Dr. Mark Thomas describing the anatomy of a knee replacement
The team uses a multi-faceted approach to pre-operative care and teaching. There is an emphasis on pain management instructions for the patient, as well as instruction on activity in daily life.
A patient’s involvement with JRIO begins approximately three weeks before surgery with an appointment where a pre-admission nursing review and lab work are completed.
Two weeks before surgery, patients attend a class detailing what can be expected before, during, and after surgery. This class is for the patient and their family member or an individual who will support them after the surgery. The same day, there is also an appointment with a hospitalist and a medical record review. The week before surgery, a patient will have an evaluation and consultation with the anesthesia provider, as well as a final office visit with their orthopedic surgeon.
After surgery, patients are typically discharged in less than 24 hours. Outpatient physical therapy often begins between two and five days after surgery, as well as the start of a progressive exercise program.
Willamette Valley Medical Center Physical Therapy
“The timeline works because of the way we’ve designed the program,” Fisher says. “We’ve developed a program to optimize the hospital visit, reduce the length of stay, and include the patient in all aspects of the process.”
Patients typically spend a day in the institute from operation to discharge, and 98% are discharged directly to their homes, not to skilled-nursing facilities, Fisher says. Also, because of the focus on early movement after surgery, there is a 100% rate of mobility on the day of surgery.
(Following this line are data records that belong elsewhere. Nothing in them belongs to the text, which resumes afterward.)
PR #892, opened 2018-11-27
Fix(saving personal client was malformed)

richard457:


driesvints:
Please don't commit your `.idea` settings. You've also accidentally included a commit which changes the branch alias.

Issue #912, opened 2018-12-20
Client ID is unsigned, client_ids are signed


tentus:
Wait wait wait, this isn't yet another of those requests about changing the key type. I just wanted to point out that the migrations, by default, create _signed_ integers for the `client_id` columns. This is out of line with the `increments` of `id` field in the `Client`, which is unsigned.

We someone to apply foreign keys after the fact, they'd need to change the columns to realign the possible values. This is as simple as calling `$table->unsignedInteger('client_id')->change();`, but it's a step that shouldn't be necessary.

driesvints:
Ah, you're right. Good catch 👍 

I'll try to send in an update for this in.

driesvints:
This was merged on 8.0 and cherry picked on 7.0. We'll probably release a patch soon, in the meantime you can overwrite the migrations.

PR #913, opened 2018-12-20
[8.0] Use unsignedInteger column type for client_id columns

driesvints:
This is because the client id autoincrements. We don't add foreign key indexes ourselves but if you try to add them afterwards you'll have to first change the column type of the client_id columns because otherwise they don't match the increments column. We can immediately use the proper type in the migrations here.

“Everyone on this team knows who you are and has a vested interest in your success,” says Dr. Thomas. “In comparison to my tenure at other facilities, the personal focus delivered by this team is incomparable.”
Surgery isn’t the only focus at JRIO
The team at the Joint Replacement Institute of Oregon wants patients to be comfortable with what is going to happen, and to know that they are supported. That’s part of why they offer the pre-operative class , which based on research indicates patients who attended a pre-operative education class reported feeling better prepared for surgery and better able to control their pain postoperatively.
The pre-operative class is intended to prepare patients for what to expect prior to and the day of surgery, as well as during the recovery process. The class can also have a support group-type feel for some pre-operative patients, where often times a patient who has had previous joint replacement surgery will share their experience.
“After implementing the pre-operative class and seeing the patient outcomes associated with it, we recognized a support system is critical for patients undergoing a transformative experience, Fisher says.
“These patients really share the same problem [impending knee or hip replacement],” Fisher says. “They all understand what it’s like to live with chronic pain. This class is an opportunity to give patients and their support system an opportunity to learn about what happens pre-operation and post-surgery.”
The focus on patient well-being and outcomes doesn’t stop with a patient’s discharge from the unit. In addition to the pre-operative class, the team also hosts quarterly patient reunion lunches.
“We invite surgical patients and their family members, their surgeon, and representatives from each area of care from clinic to rehab,” Fisher says. “We hear from patients about what went well and how to improve.”
The event also gives former patients an opportunity to reunite with members of their care team and patients who went through the pre-operative classes together. Fisher says they often see patients from the same classes sitting together at the luncheon and reconnecting.
“We have a mentality that we can always be better and learn from the constructive feedback of our patients and team. We strive to innovate,” Fisher says.